Elon Musk announced Monday that he’ll ban Apple devices from his companies’ premises if the iPhone creator goes forward with its planned OpenAI integration.
Apple held its annual Worldwide Developer’s Conference Monday, and the biggest takeaway was OpenAI’s ChatGPT will be paired with Apple’s assistant Siri.
In one example shown, Siri recommended that the iPhone user consult ChatGPT for further dinner recipe ideas, flagging all the way that these new answers were coming from OpenAI’s chatbot and advising users to ‘check important info for mistakes’.
Musk responded to the partnership on X, saying employees and visitors to his companies would ‘have to check their Apple devices at the door’ where they will be stored in a ‘Faraday cage’ – a cage that blocks electromagnetic fields.
He continued: ‘If Apple integrates OpenAI at the OS level, then Apple devices will be banned at my companies. That is an unacceptable security violation.’
Siri will be fitted with GPT-4o, the latest iteration of the famous chatbot that some users say sounds like Scarlett Johansson’s character in the movie ‘Her.’
Prior to Musk’s post criticizing the move, Apple promised its users that unlike ordinary usage of ChatGPT direct from OpenAI’s platform, users’ private information and their queries will not be logged or stored.
This new, extensive presence of AI across Apple’s software – given the brand name ‘Apple Intelligence’ – includes AI-summarized documents in Mail and Notes and an image-generating AI dubbed ‘Image Playground’, plus ChatGPT’s integration with Siri.
Meanwhile, ‘Math Notes’ transforms Apple’s calculator app into living piece of scratch paper to do complex math problems on.
Apple CEO Tim Cook said that one of the five criteria Apple Intelligence needs to meet is being ‘private’.
According to his presentation, Apple Intelligence ‘will be keeping users’ personal information on their devices rather than uploading it to an Apple-owned cloud’ thanks to the company’s powerful new M chips.
But Musk made it clear in a subsequent post that he doesn’t buy that, saying that Apple is ‘selling you down the river’.
‘It’s patently absurd that Apple isn’t smart enough to make their own AI, yet is somehow capable of ensuring that OpenAI will protect your security & privacy,’ Musk wrote.
‘Apple has no clue what’s actually going on once they hand your data over to OpenAI. They’re selling you down the river.’
Replies to Musk’s post were filled with people begging him to release his own phone using either X branding or Tesla branding.
‘Honestly at this point we need Tesla or X to come out with a phone powered by Starlink,’ right-wing film director Robby Starbuck wrote.
‘I would switch in a heartbeat,’ he said, adding that he doesn’t trust OpenAI CEO Sam Altman.
‘I don’t want his tech inside my phone, inside my office or near my family,’ Starbuck said.
Another user seemed to agree, replying to Musk: ‘Help us and develop the X Phone!’

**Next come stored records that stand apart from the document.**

PR #404, opened 2022-02-18
Ensuring that the proper host is set on all Location headers

### LINKED ISSUE #331: Proxy redirection to the wrong URL
Interceptor redirect to `http://service:80/path` instead of `http://url.com/path`

## Expected Behavior

Redirect to `http://url.com/path`

## Actual Behavior

Redirect from `http://url.com`to `http://service:80/path`

  1. Create service and a deployment with HTTPScaledObject (in my case it was WordPress)
  2. Create an Ingress
  3. Go to the url (`http://example.com`) and it will redirect to `http://service:80`

## Specifications

- **KEDA Version:** v2.4.0
- **KEDA HTTP Add-on Version:** v0.2.0
- **Platform & Version:** M1 version v1.22.4
- **Kubernetes Version:** v1.21.5-gke.1802

A way to fix it would be to specify the correct host on the forwardRequest function instead of giving the service host. I don't really get why you don't use the host instead of the service url? ([here](https://github.com/kedacore/http-add-on/blob/main/interceptor/request_forwarder.go#L19))

We are basically setting fake host, so that's why WordPress is not able to redirect correctly. As a workaround, we use `HTTP_X_FORWARDED_HOST` header to get the correct host.

arschles:
This PR changes the behavior of the interceptor when the app returns a `Location` header that does not have a host on it (i.e. `Location: "/abc"`).

Prior to this patch, the interceptor simply passed this value back to the client, but now, it ensures that the _incoming_ host value is prepended to the final header. This new behavior ensures that in all circumstances where an app intends to return a `Location` header, a `Location` header will be returned to the client with the proper hostname in it.

### Checklist

  - [`README.md`](/README.md)

Fixes #331


benjaminwood:
I'll try it out and follow up!

arschles:
@benjaminwood thank you kindly!

obito:
Any follow up on this ?

abatilo (approved):

proligde:
@arschles Hi! I just stumbled across this issue and instead of opening a new one, it might make sense to follow up on this one first: I think I have a scenario where the original host header should have been kept while forwarding the request to the target pod:

I have a web service that is hostname-aware and changes behavior based on it. Unfortunately it cannot be configured to use the x-forwarded-for header, which indeed contains the correct, original request hostname. 

For example: My original request was https://foo.bar.com. Without KEDA (Only with nginx ingress) my target pod sees "foo.bar.com" as the hostname (no x-forwarded-for header is set). After enabling KEDA with the http-add-on the target pod only sees "foo.default".

Is there a way to configure that behavior so the proxy preserves the original hostname? Thanks in advance - max

PR #610, opened 2023-02-23
controller: use kedav1alpha1.ScaledObject default values

### LINKED ISSUE #607: HTTP Add-On uses wrong default value for maxReplicaCount
### Report

When creating a HTTPScaledObject, it's optional to set `.spec.replicas.max`. This should result on the creation of a ScaledObject with `.spec.maxReplicaCount` unset, causing the ScaledObject controller use the default value of 100 for the field. But the add-on is creating a ScaledObject with `.spec.maxReplicaCount` set to 0, leading to an unexpected behaviour to users going through Keda's documentation.

### Expected Behavior

The add-on shouldn't set `.spec.maxReplicaCount` to 0 unless explicitly defined by the user.

### Actual Behavior

The add-on is setting `.spec.maxReplicaCount` to 0 by default.

1. Create a HTTPScaledObject without specifying `.spec.replicas.max`.
2. Check that the ScaledObject created by the add-on has `.spec.maxReplicaCount` set to 0 instead of being undefined.

N/A

0.4.0

### Kubernetes Version

1.24

### Platform

Microsoft Azure

### Anything else?

The problem originates on the struct definition of HTTPScaledObject for `.spec.replicas`. Its members are not pointers, so they will have Golang Zero Values (https://go.dev/tour/basics/12) by default. This is not a problem on most fields, but `.spec.maxReplicaCount`, just like some other fields (https://keda.sh/docs/2.0/concepts/scaling-deployments/#scaledobject-spec), has a non-zero default value, making the use of non-pointer attributes a problem.

https://github.com/kedacore/http-add-on/blob/ab7ce0941f1dd569205a2f9e0674a6f0308e78f5/operator/api/v1alpha1/httpscaledobject_types.go#L82-L87

t0rr3sp3dr0:
Make the HTTPScaledObject controller use nil instead of Golang Zero Values for optional fields of ScaledObjects.

### Checklist

  - [`README.md`](/README.md)

Fixes #607


t0rr3sp3dr0:
@JorTurFer @tomkerkhove, could you take a look at this PR and allow the workflows to run?

tomkerkhove (commented):
LGTM, but I think it might be best if @JorTurFer reviews as well

JorTurFer (approved):
LGTM!
Thanks for the contribution ❤️

go.mod
```diff
@@ -6,6 +6,7 @@ require (
 	github.com/codeskyblue/go-sh v0.0.0-20200712050446-30169cf553fe
 	github.com/go-logr/logr v1.2.3
 	github.com/go-logr/zapr v1.2.3
+	github.com/kedacore/keda/v2 v2.9.3
```
JorTurFer, line 9: Does registering versions relations make sense @tomkerkhove ?
I guess that this dep works also with newer code because we haven't introduced any change here, but maybe having a table relating HTTP Add-on version with KEDA versions could be nice. 
At least with KEDA main and KEDA -1.
WDYT @tomkerkhove ?
We should introduce multiple KEDA versions for the e2e tests too (just editing a bit the execution script to allow use arguments for setting KEDA version)

tomkerkhove: I don't have a preference here

JorTurFer: I'd create a compatibility table in docs to list these relations something like:
|HTTP-AddOn|KEDA|Kubernetes|
|---------------|-----|-------------|
| 0.4.0|v2.x-v2.z|1.xx-1.zz|

At least with known version, like we do in [core docs](https://keda.sh/docs/latest/operate/cluster/), basically I'd like to avoid issue about incompatibilities, or at least a documented section to point them.
Could you add something like this to docs (maybe at the end of [install section](https://github.com/kedacore/http-add-on/blob/main/docs/install.md))

t0rr3sp3dr0: Done!

JorTurFer (approved):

Elon Musk cofounded OpenAI with Sam Altman back in 2015, and the company was supposed to be a non-profit to serve as a check on the potential threats artificial intelligence could pose to humanity.
But their relationship soured when OpenAI executives refused a buyout offer from Tesla in 2018, causing Musk to leave the company.

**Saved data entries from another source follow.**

PR #613, opened 2023-02-24
rbac: narrow permissions

### LINKED ISSUE #612: Permissions given to the add-on components are too broad
### Report

Part of #611. The current role of the HTTP Add-On is too powerful and gives read-write access to a lot of different resources in all namespaces. This same role is given to all components of the add-on even though this is not necessary.

### Expected Behavior

- K8s permissions given to the add-on should be on as-needed basis.
- The permissions should be scoped based on each component needs.

### Actual Behavior

- Permissions give cluster-wide read-write access to resources like ConfigMaps, Deployments, Endpoints, Pods, and Services.
- All add-on components share the same ServiceAccount, thus the same permission set.

N/A

N/A

0.4.0

### Kubernetes Version

1.24

### Platform

Microsoft Azure

### Anything else?

_No response_

t0rr3sp3dr0:
Create new Roles and ServiceAccounts for the Interceptor and for the Scaler with granular permissions given to them. The Operator Role was changed to narrow its scope and remove write access to resources not owned by it.

### Checklist

  - [`README.md`](/README.md)

Fixes #612


t0rr3sp3dr0:
@JorTurFer @tomkerkhove, could you take a look at this PR and allow the workflows to run?

Changelog.md
```diff
@@ -25,7 +25,7 @@ This changelog keeps track of work items that have been completed and are ready
 
 ### Fixes
 
-- **General**: TODO ([#TODO](https://github.com/kedacore/http-add-on/issues/TODO))
+- **RBAC**: Narrow permissions given to components ([#612](https://github.com/kedacore/http-add-on/issues/612))
```
tomkerkhove, line 28: This might be more customer-friendly so they understand what has changed?
```suggestion
- **RBAC**: Introduce fine-grained permissions per component and reduce required permissions ([#612](https://github.com/kedacore/http-add-on/issues/612))
```

interceptor/main.go
```diff
@@ -90,6 +90,7 @@ func main() {
 		lggr,
 		cl,
 		servingCfg.ConfigMapCacheRsyncPeriod,
+		servingCfg.CurrentNamespace,
```
tomkerkhove, line 93: Can you elaborate on this please?

tomkerkhove (approved):

interceptor/main.go
t0rr3sp3dr0: Sure! When I changed the permissions so the add-on components only had access to ConfigMaps on the `keda` namespace, it started to fail with the following error:

```log
W0224 02:33:59.494889       1 reflector.go:424] pkg/mod/k8s.io/client-go@v0.26.1/tools/cache/reflector.go:169: failed to list *v1.ConfigMap: configmaps is forbidden: User "system:serviceaccount:keda:keda-http-add-on-interceptor" cannot list resource "configmaps" in API group "" at the cluster scope
```

After investigating, I found that the ConfigMap Informer was watching all ConfigMaps of the cluster, not just the ones on the `keda` namespace. Then I changed it to only look at ConfigMaps from the `keda` namespace (https://github.com/kedacore/http-add-on/pull/613/files#diff-a2bfc341efdd78af356e3724892bfd7ef8c5cfb3cc9cf14b209df74db39249b8L129-L132). But a user may want to install KEDA on another namespace and this is parameterised, so I need to tell the informer which namespace the add-on is installed for it to watch at ConfigMaps there. That's why I had to add this extra parameter.

JorTurFer (commented):
Nice improvement!
More fine permission management is always worth :)
How did you generate the RBAC files? [We have this command](https://github.com/kedacore/http-add-on/blob/main/Makefile#L88-L89) in make file for generating current RBAC file based on the RBAC annotations. I like the idea of a better permission segmentation, but we should maintain a way to automatically generate manifests (including RBAC files). 
I guess that we can adapt it for the new scenario

t0rr3sp3dr0:
@JorTurFer, I changed the `// +kubebuilder:` comments so the RBAC manifests are automatically generated by controller-gen for the operator when we run `make manifests`. The YAMLs for the interceptor and the scaler are completely unmanaged in the current implementation, so I created the new manifests manually.

JorTurFer:
> I created the new manifests manually

I think that we should generate them automatically. It's more complicated but it's doable and we can rely on kubebuilder for generating the RBAC manifests. I can help you with that if you want, I did it in KEDA (but finally it wasn't necessary so I removed it).

Let me know if you want to do that part or you prefer that I do it (and in that case, allow maintainers editions for the PR)

t0rr3sp3dr0:
@JorTurFer, done! I've configured manifest generation for interceptor and scaler with kubebuilder.

JorTurFer (approved):
LGTM from code pov, but I' m not totally sure about having 3 different service accounts, I see the improvement of role segmentation, but I'm not sure if having 1 sa per component is overkill.
Apart from that, should we update the helm chart now or maybe as the changes include the RBAC files we can do it for the release?
WDYT about these questions @tomkerkhove ?

t0rr3sp3dr0:
I created three different ServiceAccounts to reduce the blast radius in case some component gets compromised. The interceptor receives arbitrary requests, parses their them, and then forwards to the appropriate services, so I don't like the idea of giving this component any kind of write access.

tomkerkhove:
We can update it now already, but ship once we ship newer version

JorTurFer:
@t0rr3sp3dr0 , do you know how to do it?
You need to open a PR reflecting this RBAC changes in this repo https://github.com/kedacore/charts/tree/main/http-add-on

t0rr3sp3dr0:
@JorTurFer, here is the PR with the changes to the Helm Chart: kedacore/charts#398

In March, Musk sued OpenAI and Altman, its current CEO, over an alleged betrayal of the company’s founding aims of benefiting humanity rather than pursuing profit.
Sam Altman responded to Musk’s lawsuit on an episode of Lex Fridman’s podcast, saying that he didn’t believe it was about OpenAI being open source or not.

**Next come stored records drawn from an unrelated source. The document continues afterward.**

PR #669, opened 2023-05-09
HTTPSO-based Routing Table

### LINKED ISSUE #605: Changes on HTTPScaledObjects don't update routing table
### Report

The current implementation of the HTTP Add-on allows users to modify all attributes of the HTTPScaledObject, but the internal routing table implementation also assumes some of these fields are immutable. Modifying these fields causes unexpected behaviour, the routing table is never updated but the K8s objects are. I experienced that after changing the value of `.spec.targetPendingRequests` and having the scaler not behave as expected.

### Expected Behavior

Either `.spec.scaleTargetRef` and `.spec.targetPendingRequests` should be immutable, or we should update the routing table when these fields get updated on the K8s object.

### Actual Behavior

Changes to `.spec.scaleTargetRef` and `.spec.targetPendingRequests` are successfully applied to K8s, but the internal routing table is not updated to reflect these new values.

1. Install Keda and the HTTP Add-on to a brand new K8s cluster and also deploy some example HTTP application to it
2. Check the routing table of the HTTP Add-on is empty (http://keda-add-ons-http-interceptor-admin.svc.cluster.local:9090/routing_table)
3. Create a valid HTTPScaledObject pointing to the application you deployed and with `.spec.targetPendingRequests` set to 2
4. Check the routing table was updated with the details of the HTTPScaledObject created (http://keda-add-ons-http-interceptor-admin.svc.cluster.local:9090/routing_table)
5. Edit the HTTPScaledObject and set `.spec.targetPendingRequests` set to 1
6. Check the routing table was NOT updated and `TargetPendingRequests` is still 2, not 1 (http://keda-add-ons-http-interceptor-admin.svc.cluster.local:9090/routing_table)

```text
2023-02-17T22:14:46Z	INFO	controllers.HTTPScaledObject	Reconciliation start	{"HTTPScaledObject.Namespace": "default", "HTTPScaledObject.Name": "awesome-project"}

2023-02-17T22:14:46Z	INFO	controllers.HTTPScaledObject	Reconciling HTTPScaledObject	{"HTTPScaledObject.Namespace": "default", "HTTPScaledObject.Name": "awesome-project", "Namespace": "default", "DeploymentName": "awesome-project"}

2023-02-17T22:14:46Z	INFO	controllers.HTTPScaledObject	Creating scaled objects{"HTTPScaledObject.Namespace": "default", "HTTPScaledObject.Name": "awesome-project", "reconciler.appObjects": "addObjects", "HTTPScaledObject.name": "awesome-project", "HTTPScaledObject.namespace": "default", "external scaler host name": "keda-add-ons-http-external-scaler.keda:9090"}

2023-02-17T22:14:46Z	INFO	controllers.HTTPScaledObject	Creating App ScaledObject	{"HTTPScaledObject.Namespace": "default", "HTTPScaledObject.Name": "awesome-project", "reconciler.appObjects": "addObjects", "HTTPScaledObject.name": "awesome-project", "HTTPScaledObject.namespace": "default", "ScaledObject": {"Object":{"apiVersion":"keda.sh/v1alpha1","kind":"ScaledObject","metadata":{"labels":{"app":"kedahttp-awesome-project-app","name":"awesome-project-app"},"name":"awesome-project-app","namespace":"default"},"spec":{"advanced":{"restoreToOriginalReplicaCount":true},"maxReplicaCount":100,"minReplicaCount":0,"pollingInterval":1,"scaleTargetRef":{"kind":"Deployment","name":"awesome-project"},"triggers":[{"metadata":{"host":"awesome-project.t0rr3sp3dr0.dev","scalerAddress":"keda-add-ons-http-external-scaler.keda:9090"},"type":"external-push"}]}}}}

2023-02-17T22:14:47Z	ERROR	controllers.HTTPScaledObject.addAndUpdateRoutingTable	could not add host to routing table, progressing anyway	{"HTTPScaledObject.Namespace": "default", "HTTPScaledObject.Name": "awesome-project", "reconciler.appObjects": "addObjects", "HTTPScaledObject.name": "awesome-project", "HTTPScaledObject.namespace": "default", "host": "awesome-project.t0rr3sp3dr0.dev", "error": "host awesome-project.t0rr3sp3dr0.dev is already registered in the routing table"}
github.com/kedacore/http-add-on/operator/controllers.addAndUpdateRoutingTable
	/workspace/operator/controllers/routing_table.go:46
github.com/kedacore/http-add-on/operator/controllers.createOrUpdateApplicationResources
	/workspace/operator/controllers/app.go:132
github.com/kedacore/http-add-on/operator/controllers.(*HTTPScaledObjectReconciler).Reconcile
	/workspace/operator/controllers/httpscaledobject_controller.go:123
sigs.k8s.io/controller-runtime/pkg/internal/controller.(*Controller).Reconcile
	/go/pkg/mod/sigs.k8s.io/controller-runtime@v0.14.1/pkg/internal/controller/controller.go:122
sigs.k8s.io/controller-runtime/pkg/internal/controller.(*Controller).reconcileHandler
	/go/pkg/mod/sigs.k8s.io/controller-runtime@v0.14.1/pkg/internal/controller/controller.go:323
sigs.k8s.io/controller-runtime/pkg/internal/controller.(*Controller).processNextWorkItem
	/go/pkg/mod/sigs.k8s.io/controller-runtime@v0.14.1/pkg/internal/controller/controller.go:274
sigs.k8s.io/controller-runtime/pkg/internal/controller.(*Controller).Start.func2.2
	/go/pkg/mod/sigs.k8s.io/controller-runtime@v0.14.1/pkg/internal/controller/controller.go:235

2023-02-17T22:14:47Z	INFO	controllers.HTTPScaledObject	Updating status on HTTPScaledObject	{"HTTPScaledObject.Namespace": "default", "HTTPScaledObject.Name": "awesome-project", "resource version": "1941396"}

2023-02-17T22:14:47Z	INFO	controllers.HTTPScaledObject	Updated status on HTTPScaledObject	{"HTTPScaledObject.Namespace": "default", "HTTPScaledObject.Name": "awesome-project", "resource version": "1941399"}

2023-02-17T22:14:47Z	INFO	controllers.HTTPScaledObject	Updating status on HTTPScaledObject	{"HTTPScaledObject.Namespace": "default", "HTTPScaledObject.Name": "awesome-project", "resource version": "1941399"}

2023-02-17T22:14:47Z	INFO	controllers.HTTPScaledObject	Updated status on HTTPScaledObject	{"HTTPScaledObject.Namespace": "default", "HTTPScaledObject.Name": "awesome-project", "resource version": "1941400"}

2023-02-17T22:14:47Z	INFO	controllers.HTTPScaledObject	Reconcile success	{"HTTPScaledObject.Namespace": "default", "HTTPScaledObject.Name": "awesome-project"}
```

0.4.0

### Kubernetes Version

1.24

### Platform

Microsoft Azure

### Anything else?

I think the current behaviour is related to our lack of support for multiple HTTPScaledObject to have the same host. This implementation prevents a new HTTPScaledObject that uses the host of an existing HTTPScaledObject to override the configuration of the latter. This would also be a security issue, as users that have access to some namespace on a cluster could after resources on other namespaces.

I took a look at the implementation details of the routing table and propose we move from having it stored in a ConfigMap to compute its state based on the HTTPScaledObject present on the cluster and have the built routing table cached in-memory, having it refreshed periodically. Another option is to keep the current ConfigMap-based implementation, but it has some drawbacks that I'll list bellow.

#### Proposal 1 - HTTPScaledObject-based Routing Table
Rework the routing table implementation by relying on HTTPScaledObjects. Interceptors would compute the routing table based on these objects and cache the result in-memory. The cache would be updated based on K8s events and a full reconciliation performed periodically.

##### Benefits
- Have the K8s API Server as the single source of truth
- Internal routing table state isn't stored on user-writable storage and is not affected by external factors
- Interceptors no longer have to rely on the controller to have accurate routing table information
- Single place to have input validations performed

##### Drawbacks
- Interceptors become watchers of all HTTPScaledObjects
- Increased number of API calls to the K8s API Server (distributed routing table computation on interceptors)

#### Proposal 2 - ConfigMap-based Routing Table
Fix the current routing table implementation based on ConfigMap to have it updated when HTTPScaledObjects change.

##### Benefits
- Reuse existing code/architecture
- Reduced number of API calls to the K8s API Server (centralised routing table computation on controller)

##### Drawbacks
- Makes harder for users to debug if something goes wrong (users need to know the source of truth is the ConfigMap, not the HTTPScaledObject instances)
- Need to maintain the ConfigMap structure in sync with the HTTPScaledObject definition (developers need to know they need to make changes in both places for everything to work as expected)
- The ConfigMap is basically an aggregate view of all HTTPScaledObjects that can get out-of-sync due to business logic bugs or outage of the controller-manager
- Additional work to make ConfigMap solution more resilient (the HTTP Add-on is currently unable to self-heal in case the ConfigMap gets deleted or corrupted)

#### Proposal 3 - Make fields immutable
Update the CRD to make immutable the fields the routing table rely on.

##### Benefits
- Quick fix

##### Drawbacks
- Degraded user experience (users would have to delete HTTPScaledObject and create a new one HTTPScaledObject to update the settings)
- Unable to update configuration without downtime (deletion of an HTTPScaledObject make the service unreachable)

t0rr3sp3dr0:
Reimplements routing table of the HTTP Add-On to make it using HTTPSO objects as the source of truth instead of relying on a ConfigMap that is updated periodicaly by the operator.

Highlights:
- Remove all ConfigMap-related routines and permissions.
- Use a SharedInformer to interface with the API Server. HTTPSO objects are cached on memory and events are emitted when an object change. It's possible to pull objects from this cached manually instead of relying on events.
- Routing table indexes routes using a [Radix Tree](https://en.wikipedia.org/wiki/Radix_tree), similar to what one of the fastest Golang HTTP Routers do: https://github.com/julienschmidt/httprouter#how-does-it-work. This also allows path-based routing to be added in the near future.
- No user-facing interface was broken, the change is transparent for the end-user.

### Checklist

  - [`README.md`](/README.md)

Fixes #605


t0rr3sp3dr0:
@JorTurFer @tomkerkhove, sorry for the delay! Here we have the new Routing Table implementation.

I'll be adding new tests and fixing existing ones in the following days. I would appreciate reviews in the meantime.

I left the support for path-based routing out of this PR because it alredy changes a lot of stuff, but I architected the new RT with that feature in mind. I'll be working on that next.

config/interceptor/deployment.yaml
```diff
@@ -70,6 +70,7 @@ spec:
           allowPrivilegeEscalation: false
           readOnlyRootFilesystem: true
           runAsNonRoot: true
+          runAsUser: 65532
```
JorTurFer, line 73: I'm not totally sure if we should set this value here. I remember problems related with userIds in OpenShift. If I'm not wrong, OpenShift generate random used id ranges for each workload. Being honest, this is not a problem IMO because users can use helm chart to deploy the add-on, but just in case...
Any thought @tomkerkhove ?

config/operator/deployment.yaml
```diff
@@ -58,6 +58,7 @@ spec:
           allowPrivilegeEscalation: false
           readOnlyRootFilesystem: true
           runAsNonRoot: true
+          runAsUser: 65532
```
JorTurFer, line 61: same as above

config/scaler/deployment.yaml
```diff
@@ -57,6 +57,7 @@ spec:
           allowPrivilegeEscalation: false
           readOnlyRootFilesystem: true
           runAsNonRoot: true
+          runAsUser: 65532
```
JorTurFer, line 60: same as above

pkg/routing/table.go
```diff
@@ -1,135 +1,211 @@
...
+	Route(req *http.Request) *httpv1alpha1.HTTPScaledObject
+	HasSynced() bool
 }
-type Table struct {
-	fmt.Stringer
-	m map[string]Target
-	l *sync.RWMutex
+
+type table struct {
+	// TODO(pedrotorres): remove after upgrading k8s.io/client-go to v0.27.0
```
JorTurFer, line 27: Are you waiting for KEDA using that dep? If yes, [this PR](https://github.com/kedacore/keda/pull/4473) could be interesting for you and will be merged soon

interceptor/main.go
```diff
@@ -77,35 +79,20 @@ func main() {
...
-		routingTable,
-		q,
-	); err != nil {
+	httpCl, err := clientset.NewForConfig(cfg)
+	if err != nil {
+		lggr.Error(err, "creating new HTTP ClientSet")
+		os.Exit(1)
+	}
+	sharedInformerFactory := informers.NewSharedInformerFactory(httpCl, servingCfg.ConfigMapCacheRsyncPeriod)
+	routingTable, err := routing.NewTable(sharedInformerFactory, "")
```
JorTurFer, line 94: Should we use an env var for the namespace? I mean, maybe some user wants to limit the interceptor to a specific namespace (or maybe not, in this stage we can check all the namespaces)

scaler/main.go
```diff
@@ -50,9 +55,15 @@ func main() {
 	targetPendingRequests := cfg.TargetPendingRequests
 	targetPendingRequestsInterceptor := cfg.TargetPendingRequestsInterceptor
 
-	k8sCl, _, err := k8s.NewClientset()
+	k8sCfg, err := rest.InClusterConfig()
```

OpenAI’s founders published a series of emails from Musk where he supported the company’s pivot to a mix between non-profit and for-profit, Business Insider reported.
Musk also joked on X that he would drop the lawsuit if the company changed its name to ClosedAI.
‘I think that speaks to the seriousness with which Elon means the lawsuit – and it’s an astonishing thing to say,’ Altman said.